Adgate: I agree that news has a historical significance to the branding of the broadcast networks, dating back generations. No matter how antiquated it may seem, the evening news telecasts are still a sacred part of a broadcast network.
Gold: Definitely. They are not only the face of the networks, but they lend a sense of integrity to the networks. And they are also a profit center despite declining ratings.
Newscast viewership, in general, is declining on cable. The Fox News personality- and opinion-driven shows are doing OK, but straight news reporting on networks like CNN are losing viewers steadily. Is that because people can now get news as it happens?
Adgate: I do think the cable newscasts are down because of the ubiquity of the news across multiple platforms. News and information is the most common radio genre. Another factor is these news networks provide more opinion than news and there could be a fatigue factor in that.
Gold: Exactly. We are in a world where 50% of cellphone users now have smartphones and the news is at their fingertips at the press of a button. Plus, at any given time, we can log onto our computers and get the news from a variety of sites and sources.
Do you think the networks are making money on the evening news telecasts?
Adgate: If the networks are making any money, it's not a lot.
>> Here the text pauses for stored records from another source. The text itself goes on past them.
PR #256, opened 2024-01-11
upgrade: fix --apply when the desired deployment is already staged

jeckersb:
Previously, running:

`bootc update; bootc update --apply`

would result in the system not rebooting to apply the previously-staged deployment.

Closes: https://github.com/containers/bootc/issues/234

### DIFF
--- a/lib/src/cli.rs
+++ b/lib/src/cli.rs
@@ -356,6 +356,10 @@ async fn upgrade(opts: UpgradeOpts) -> Result<()> {
             .unwrap_or_default();
         if staged_unchanged {
             println!("Staged update present, not changed.");
+
+            if opts.apply {
+                crate::reboot::reboot()?;
+            }
         } else if booted_unchanged {
             println!("No update available.")
         } else {


lib/src/cli.rs
```diff
@@ -356,6 +356,10 @@ async fn upgrade(opts: UpgradeOpts) -> Result<()> {
             .unwrap_or_default();
         if staged_unchanged {
             println!("Staged update present, not changed.");
+
+            if opts.apply {
```
cgwalters, line 360: Hmm....I need to think about this.  Is it that simple?  Yeah, I think that will work.   I'm OK with this though I do wonder if we should basically set `changed=true` in this case instead and just fall through.

If we do that, then maybe the `changed` variable is misnamed and it's really just `bool have_staged`.

(BTW we should probably drop `--touch-if-changed` since I think it's better done by querying the status API)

They have shut down numerous news bureaus around the world over the past decade and they can't charge a premium ad rate with a median age audience hovering around 60 and declining viewership. Right now they are more prestige for the networks than anything else. But I don't think the broadcast network newscasts are going the way of the soap operas, even though the audience trends are similar.
Gold: Due to their relatively low production costs, all news shows should be profit centers for the networks, especially the morning shows, which is why they keep expanding their hours.